It's often overlooked because there's so much else in the Passion narrative to think about, but there's a reference to the fact that Jesus was blindfolded by the guards. Here's what Luke says:
Luke 22:63-65: Now the men who were holding Jesus mocked him and beat him; 64 they also blindfolded him and asked him, “Prophesy! Who is it that struck you?” 65 And they spoke many other words against him, reviling him.Why did they blindfold Jesus and mock him about prophesying?
I would like to suggest that it had to do with an ancient interpretation of Isaiah's description of the messiah.
In Isaiah 11 we read a description of a coming Davidic king whom ancient Jews understood as the Messiah, as, for example, the Dead Sea Scrolls attest (cf. e.g., 1Q28b 5).
Isa 11:1-4: There shall come forth a shoot from the stump of Jesse, and a branch shall grow out of his roots. 2 And the Spirit of the Lord shall rest upon him, the spirit of wisdom and understanding, the spirit of counsel and might, the spirit of knowledge and the fear of the Lord. 3 And his delight shall be in the fear of the Lord. He shall not judge by what his eyes see, or decide by what his ears hear; 4 but with righteousness he shall judge the poor, and decide with equity for the meek of the earth; and he shall smite the earth with the rod of his mouth, and with the breath of his lips he shall slay the wicked.The prophecy is very clear that the Messiah will not judge by what he sees or by what he hears. It also describes the Messiah as having powerful breath--it slays the wicked.
That this passage played a key role in ancient Jewish expectations about the coming Messiah is clear from the accounts of Simon bar Kokhba, a Jewish revolutionary of the early second century.
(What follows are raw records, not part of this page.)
PR #89, opened 2017-03-22
Fix for transports on MacOS

martinjlowm:
The issue with transports on MacOS is that the client movement info is not updated on `MSG_MOVE_WORLDPORT_ACK`, instead, the information must be sent then to avoid being teleported elsewhere. Sending a heartbeat will inform the client of the new position which is set after a teleport event is scheduled.

Another issue this leads to is the client player camera facing south on a successful port. The movement of the transport object does not affect the camera at all. The client resets the camera in two situations as I've discovered them: Upon leaving a transport object -and- triggering a `SMSG_STANDSTATE_UPDATE` event. This fix sends the event with the current state such that only the camera is reset.

I have tested it with the Windows client and the behavior remains the same as before this change.


martinjlowm:
This patch should be reverted. Apparently, people claim to be stuck in the air.

https://www.reddit.com/r/ElysiumProject/comments/626zwy/zeppelins_are_completely_screwed_for_mac_users/

CrshOverride:
As a Mac user, I can confirm that we either get stuck in the air (with no character loaded) or dumped randomly into the ocean. Unfortunately I don't see anything that screams to me in the changeset that would cause the behavior. I'd be glad to help investigate or test any potential changes.

martinjlowm:
I have recompiled the core with all the changes in `development`-97589d8 (including this patch) and with the following build options and dependencies on MacOS 10.12.3:
```
Build params : "-O3 -DNDEBUG  -std=c++14 --no-warnings -fexceptions -fnon-call-exceptions -march=native -mtune=native -pipe "
Alloc library: TBB/Release
Core Revision: 97589d86bf8cef43ee45 / 2017-03-29 10:42:37 -0700 / MacOSX_x64 (little-endian)
OpenSSL 1.0.2k  26 Jan 2017 (Library: OpenSSL 0.9.8zh 14 Jan 2016)
Using ACE: 6.4.1
MySQL client library: 5.7.17
MySQL server ver: 5.7.17 
```

I have tested this locally by routing my traffic through an AWS EC2 instance in Ireland to increase my latency (I'm based in Denmark) to ~100ms (on Elysium I have 40ms) and I haven't been able to reproduce the behavior as it is on the live realms. The server is hosted on a MacBook Pro and the client runs on a MacBook Air.

@CrshOverride can I reach you on Discord or something? It would be nice of you if you could test the behavior on my server.

CrshOverride:
@martinjlowm My Discord handle is the same as my GitHub handle. Feel free to reach out whenever you have a chance.

PR #95, opened 2017-03-22
instance_ruins_of_ahnqiraj.cpp

shmgiy429:
Assignment within conditional expression, probably meant to check the value of m_auiEncounter not set it.


Rushor:
wrong pr mode /close?

shmgiy429:
Yes, apparently I have no idea how to use GitHub Desktop; sorry new to this workflow... Only meant to change a logical assignment error in one .cpp file and commit that file change to the current list of development changes.

PR #102, opened 2017-03-23
Shift looting quest items investigation and fixes

FractalCabush:
After much investigation, one issue could be this, now changed if statement. Before it checked if qitem existed and only then rebound the pointer for qitem2. However it was ment to check if qitem2 was != nullptr. I have tested locally and seem to be able to shift-loot quest items properly. I am also aware of the fact that this file could be different on the live servers so it needs to be tested.

When shift looting a mob with an item the following happens

- The opcode CMSG_AUTOSTORE_LOOT_ITEM gets sent from the client.
- A handler is dispatched and the mobs items is cross referenced against active quests and if the item to be looted matches one of them. It then calculates how many items are needed, and returns the item to be looted by the client.

However, if player->StoreNewItem() fails then nothing will happen, which we have had multiple reports of.
This can only happen during these conditions

- player->CanStoreNewItem() returns with success
- player->StoreNewItem() fails for some reason.

Another reason for why it might fail is item->AllowedForPlayer() can returns false  and can also cause the item to not loot during shift looting
can also fail if there is no valid qitem pointer AND the item is blocked at the same time. This happens from what i can tell, only when the loot is being generated in the corpse/unit.

Testing and feedback on this is much appreciated.


FractalCabush:
I should prob say that what i have tested is looting quest items from mobs, which i have seen being bugged on elysium. I can confirm that shift-looting gameobjects that contain quest items does not work and will need more investigation

brotalnia:
Did you intend to merge all changes from the Giperion branch into Development, or did you clone the wrong branch?

shmgiy429:
The file changes for LootMgr.cpp look like pretty straightforward corrections to me, but brotalnia is on to something; I see a bunch of unrelated changes as well.

FractalCabush:
I based my local development branch on gyperions stuff because i wanted to have a working build with mmaps

FractalCabush:
i will correct this by closing this pr and opening a new one

Issue #87, opened 2017-03-21
Lokhtos Darkbargainer in BRD does not sell *Plans: Dark Iron Boots* as he should


chevas:
Thorium Brotherhood Rep - A player who is exalted should be able to buy Dark Iron Boots. They are in the game well before the current patch, but the NPC does not have Dark Iron Boots Plans for sale. There are existing players (Lebowski on Anathema Elysium is one of them) that have already learned the plans and currently make the boots. He mentioned that Nano from the original Nostalrius had to fix the same issue for him once he reached exalted with TB.

henkethebenke:
On which server? I guess Anathema since Lebowski plays on that server.

FractalCabush:
The Plans: Dark Iron Boots are available in patch 1.7 so if you are on anathema then yes it should be added to his vendor items.

chevas:
We spoke on Discord, but for Github record:
Anathema on Elysium

Thanks for your response!

m-laniakea:
Confirmed by QA, and admin has been notified.

chevas:
Any update on this being pushed to production?

chevas:
Bump

chevas:
How hard is it to add a database entry? I've been waiting for months to have this item added to the vendor.

m-laniakea:
@chevas Our admins are very busy. Things like this just get lost sometimes.

chevas:
Understood. Apologies for my snide comment.

brotalnia:
I submitted a fix for this two months ago, but they denied it, saying it should be added in itemization, even though the plans are sold by the vendor in 1.12, and to my understanding the base database is supposed to be for 1.12 since there are no itemization patches for 1.12. They even have queries to remove it from the vendors in some of the itemization patches, even though it is not there in the default db, which means the queries do nothing. https://github.com/elysium-project/itemization/search?utf8=%E2%9C%93&q=20040&type=

At the same time, they make changes that are not supposed to be in 1.12 as migrations, instead of in the itemization patches, where patch specific changes are supposed to go. https://github.com/elysium-project/server/commit/548dee68edb5bf2afc3b2a66fe4c469c210a2fc4

So i am completely confused as to what is supposed to be in the database and what is not anymore. There needs to be a post explaining what changes are to be made in migrations, and what in itemization, and most importantly what patch is the default database for -> https://github.com/elysium-project/server/releases/tag/02.03.2017

chevas:
[...]

PR #108, opened 2017-03-24
Add 'Plans: Dark Iron Boots' to vendor list for 'Lokhtos Darkbargainer'

brotalnia:
Fixes issue https://github.com/elysium-project/server/issues/87

The plans are not present in the npc_vendor table at all, even though in the itemization patches there is a query to remove them in patches 1.2 and 1.3 - https://github.com/elysium-project/itemization/search?utf8=%E2%9C%93&q=20040&type=

Since the "base" world database is supposed to be for 1.12.1, they should be in the vendor list.

### DIFF
--- a/sql/migrations/20170324161850_world.sql
+++ b/sql/migrations/20170324161850_world.sql
@@ -1,0 +1,4 @@
+INSERT INTO `migrations` VALUES ('20170324161850');
+
+-- Add "Plans: Dark Iron Boots" to "Lokhtos Darkbargainer".
+INSERT INTO `npc_vendor` VALUES ('12944','20040','0','0');


m-laniakea:
If your SQL query is patch-specific, please create a request here: https://github.com/elysium-project/itemization/tree/master/sql/1.07

brotalnia:
I asked Shenna on discord and she says if something is missing from the 1.12 database ( https://github.com/elysium-project/database ) it should be added as a migration and not as an itemization patch. It doesn't make sense to add it to the 1.7 itemization patch, because then when the server moves to 1.8 and they put back 1.12 database and patch it with the 1.8 itemization patch it, the item will be gone again!

What needs to be added to itemization patches 1.5 and 1.6 is a query to remove the item from the vendor list because it is not out yet, just like in the 1.2 and 1.3 patches. But currently that is pointless because it's missing from npc_vendor in the DEFAULT 1.12 database ( https://github.com/elysium-project/database ), so it's trying to remove something that was never there in the first place. My pull request is to add it to the default database as it is missing from there, and that is a bug.

As you see it is there in the MangosZero database - https://github.com/mangoszero/database/blob/master/World/Setup/FullDB/npc_vendor.sql#L11349

PR #131, opened 2017-03-27
The Woodland Protector - quest completion text (FIX)

FractalCabush:
corrected the quest text for the woodland protector.

PR #132, opened 2017-03-27
Fandral Staghelm reffered to as "ArchHunter" (FIX)

FractalCabush:
Fixed several places in the npc quest text where it was referring to $C instead of Druid/druid.


m-laniakea:
Just update the other ones I mentioned here in one go, please.
https://github.com/elysium-project/server/pull/131

FractalCabush:
What do you mean in one go? i took everything referred in the github issue

brotalnia:
He means make the changes for the others in 1 pull request instead of opening a new one for each one because the problem is the same.

PR #133, opened 2017-03-27
Archmage Xylem not interacting (FIX)

FractalCabush:
Changed the npcflag to include gossip for Archmage Xylem, also conneted the npc_text gossip to the actual npc_gossip table.


FractalCabush:
As far as i could see those quests were not available, since they are added in patch 1.6. I wasnt able to check on 1.6 if he gave the correct one for your specific class or all.

bdebaere:
This is correct?
SELECT * FROM npc_text WHERE id = 8379 gives me a text for Burning Crusade:
"Isn't this just so much fun? I'm so glad that Lord Saltheril throws these parties every night, especially with all of that nastiness occurring to the south. Kind of just makes all of that go away, don't you think? "

PR #4714, opened 2021-04-10
🐛 fix can not reuse a regexp with g flag as pattern

UncleBill:
reproduce demo, try inputing `a` and repeat hitting <kbd>enter</kbd> in the form:

https://codesandbox.io/s/react-hook-form-get-started-forked-y8q3x


bluebill1049:
thank you Uncle Bill (my name is Bill) 😆

PR #4721, opened 2021-04-10
fix typings for watch

lynxtaa:
Fixes typings for watch when using array of names. 

Before:
```ts
const { watch } = useForm<{ name: string; age: number }>()
watch(['name', 'age']) // (string | number)[]
```

After:
```ts
const { watch } = useForm<{ name: string; age: number }>()
watch(['name', 'age']) // [string, number]
```

It uses a solution similar to `Promise.all`: https://github.com/microsoft/TypeScript/blob/131875bb849c0a9c56c26d09881453aace0cbfed/lib/lib.es2015.promise.d.ts#L41

### DIFF
--- a/src/useForm.ts
+++ b/src/useForm.ts
@@ -804,7 +804,7 @@ export function useForm<
   const watch: UseFormWatch<TFieldValues> = (
     fieldName?:
       | FieldPath<TFieldValues>
-      | FieldPath<TFieldValues>[]
+      | ReadonlyArray<FieldPath<TFieldValues>>
       | WatchObserver<TFieldValues>,
     defaultValue?: unknown,
   ) =>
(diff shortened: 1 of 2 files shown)


bluebill1049:
oh! thanks buddy for the fix.

bluebill1049 (approved):

src/useForm.ts
```diff
@@ -804,7 +804,7 @@ export function useForm<
   const watch: UseFormWatch<TFieldValues> = (
     fieldName?:
       | FieldPath<TFieldValues>
-      | FieldPath<TFieldValues>[]
+      | ReadonlyArray<FieldPath<TFieldValues>>
```
bluebill1049, line 807: actually i think we can use `FieldPathValues`?

bluebill1049: nvm, i think what you got is good.

bluebill1049:
thank you very much @lynxtaa

PR #4722, opened 2021-04-11
close #4716 support name prop with useFormState to isolate re-render by name

### LINKED ISSUE #4716: Add a useWatchError or equivalent way to watch errors for a single field in a nested component

I haven't found an easy way to watch errors of a single field in a nested component without re-rendering it each time _any_ other field error changes (or other events that change the form state).

`useWatch` works well to return the value of the provided field name and don't cause re-renders when other fields have a value change (assuming we pass the control as prop instead of relying on the FormProvider). I'd love to have the same to track errors instead of values.

The idea is to have a nested component for each field. Each component is responsible for displaying its own errors, and should _not_ render on events that are not related to this field (e.g. other fields' errors or value changes). Example use case: make a form builder (based on a JSON model).

Passing specific errors as props. But it's not ideal for all use cases.

I have checked the useWatch implementation to get some inspiration, but I haven't found any easy way to watch error changes from control methods. Maybe `formStateSubjectRef`? But it might require to loop over all errors, for each component that is subscribing.

**Additional context**

N/A

bluebill1049:
## New feature

- `useFormState({ name: 'fieldName' })` API

### Example 

```ts
const { errors } = useFormState({ name: 'fieldName' });
console.log(errors) // should only re-render when fieldName error updated.
```

### Feature request

- close #4716

### Functional Test

- https://codesandbox.io/s/strange-panini-z9cub?file=/src/App.js

### Todos

- [ ] doc update


bluebill1049:
@jorisre your function saved my day!

bluebill1049:
Screen Shot 2021-04-11 at 9 46 42 pm

I lost my shit on this...

src/logic/shouldRenderFormState.ts
```diff
@@ -1,16 +1,22 @@
...
   isRoot?: boolean,
-) =>
-  isEmptyObject(formState) ||
-  Object.keys(formState).length >= Object.keys(readFormStateRef).length ||
-  Object.keys(formState).find(
-    (key) =>
-      readFormStateRef[key as keyof ReadFormState] ===
-      (isRoot ? VALIDATION_MODE.all : true),
+) => {
+  const formState = omit(formStateData, 'name');
```
bluebill1049, line 11: savior!

PR #4723, opened 2021-04-11
👷‍♂️ simplify the build process

bluebill1049:
## Description

we are no longer doing env check, so we can safely remove those extra builds, and make our build simpler and faster. Maybe we should consider moving to the micro build package which used in the resolver? hopefully, it doesn't blow up the size tho.


scripts/rollup/createRollupConfig.js
```diff
@@ -56,12 +30,8 @@ export function createRollupConfig(options, callback) {
         commonjs({
           include: /\/node_modules\//,
         }),
-      options.env !== undefined &&
-        replace({
-          'process.env.NODE_ENV': JSON.stringify(options.env),
-        }),
       sourcemaps(),
-      shouldMinify &&
+      options.format !== 'esm' &&
```
jorisre, line 34: I think you can minify for all bundles

jorisre (approved):
LGTM ! I'll try again microbundle

scripts/rollup/createRollupConfig.js
bluebill1049: Thanks for the review @jorisre i remember last time @kotarella1110 pointed me to a PR that was recommended not minify esm.

jorisre: Ah ! I want to know why :)
By default, microbundle minify esm.
In all case, when user import React Hook Form esm, the bundler of its project will minify it.

kotarella1110: @bluebill1049 @jorisre Please see this https://github.com/formium/tsdx/issues/155 👍

kotarella1110: As joris said, in the case of esm, the project bandler can minify, and the decision to minify should be left to the user.

kotarella1110 (approved):
LGTM 🎉

bluebill1049:
thanks for the review guys.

Simon convinced many that he was the Messiah and drew quite a following. The Temple had been destroyed, but Simon seems to have promised that he would liberate Jerusalem from the Romans and even get it rebuilt. In fact, the famous Rabbi Aqiba was even counted as one of his followers.
Why was he so popular?
Well, for one thing, according to rabbinic tradition, the famous Aqiba held Simon to be the messiah because he believed Bar Kohkba was able to perform miraculous signs (cf. y. Ta‘an. 68d; also cf. Mishneh Torah, Melakhim 11:3).
Jerome would later testimony that Simon “fanned a lighted blade of straw in his mouth with puffs of breath so as to give the impression that he was spewing out flames” (Rufinus 3.31; PL 23.480). This certainly seems to tap into Isaiah's vision of a Messiah with powerful breath.
What happened to Bar Kohkba? Well, he was eventually revealed as a fraud. Here's the story:
“Bar [Kokhba] reigned two and a half years, and then said to the Rabbis, ‘I am the Messiah.’ They answered, ‘Of Messiah it is written that he smells and judges: let us see whether he [Bar Kokhba] can do so.’ When they saw that he was unable to judge by the scent, they slew him” (cf. also m. Ta‘an. 4:6; b. Git. 57a-b; Lam. Rab. 2:2 §4).Where did the rabbis get the idea that the Messiah would judge by scent and not by seeing or hearing? The most likely answer is that this idea emerged out of Isaiah's prophecy: "he shall not judge by what his eyes see, or decide by what his ears hear… .”
So why was it that Jesus was blindfolded? I would suggest that the Jewish guards were likely mocking Jesus, who refused to give them a spectacle of his power for their amusement. Note by the way that the blindfolded beating of Jesus is closely associated with his standing before Caiaphas who asks him about his messianic identity, which follows next in Luke 22:66-71.